Your instructions :: Your answer should be the exact lines of the data below from the one containing "-1227,7 +1227,7 @@" through the one containing "vec3d *p0, const ve"; please include nothing else.

===== Available data =====

PR #1211, opened 2017-02-10
[Feature] Ngon Radar

z64555:
This features adds the Ngon radar gauge, which is a derivative of the standard radar gauge. Instead of the standard's oval plot area, the Ngon radar gauge has a polygonal plot area.

The projection algorithm is the same as the standard's radar, so all the Ngon does is clamp the blip to the edges of the plot area.

I also refactored the standard radar plotting code a bit, there was some clamping in the original code that didn't work right, so blips could be drawn on top of the oval's edges. I'm not counting this as a bugfix, though.

Included is a test .tbm that activates a hexagonal plot area with "points up."

[radar_test-hdg.tbm.txt](https://github.com/scp-fs2open/fs2open.github.com/files/767768/radar_test-hdg.tbm.txt)

### DIFF
--- a/code/math/vecmat.cpp
+++ b/code/math/vecmat.cpp
@@ -1227,7 +1227,7 @@ int find_intersection(float* s, const vec3d* p0, const vec3d* p1, const vec3d* v
 	vm_vec_cross(&crossA, v0, v1);
 	vm_vec_cross(&crossB, &v2, v1);
 
-	if (vm_vec_equal(crossA, ZERO_VECTOR)) {
+	if (vm_vec_equal(crossA, vmd_zero_vector)) {
 		// Colinear
 		return -1;
 	}
--- a/code/math/vecmat.cpp
+++ b/code/math/vecmat.cpp
@@ -1216,6 +1216,31 @@ float find_nearest_point_on_line(vec3d *nearest_point, const vec3d *p0, const ve
 	return dot/mag;
 }
 
+int find_intersection(float* s, const vec3d* p0, const vec3d* p1, const vec3d* v0, const vec3d* v1)
+{
+	// Vector v2 forms an edge between v0 and v1, thus forming a triangle.
+	// An intersection exists between v0 and v1 if their cross product is parallel with the cross product of v2 and v1
+	// The scalar of v0 can then be found by the ratio between the two cross products
+	vec3d v2, crossA, crossB;
+
+	vm_vec_sub(&v2, p1, p0);
+	vm_vec_cross(&crossA, v0, v1);
+	vm_vec_cross(&crossB, &v2, v1);
+
+	if (vm_vec_equal(crossA, ZERO_VECTOR)) {
+		// Colinear
+		return -1;
+	}
+
+	if (!vm_test_parallel(&crossA, &crossB)) {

=====

Result of this exercise ::
@@ -1227,7 +1227,7 @@ int find_intersection(float* s, const vec3d* p0, const vec3d* p1, const vec3d* v
 	vm_vec_cross(&crossA, v0, v1);
 	vm_vec_cross(&crossB, &v2, v1);
 
-	if (vm_vec_equal(crossA, ZERO_VECTOR)) {
+	if (vm_vec_equal(crossA, vmd_zero_vector)) {
 		// Colinear
 		return -1;
 	}
--- a/code/math/vecmat.cpp
+++ b/code/math/vecmat.cpp
@@ -1216,6 +1216,31 @@ float find_nearest_point_on_line(vec3d *nearest_point, const vec3d *p0, const ve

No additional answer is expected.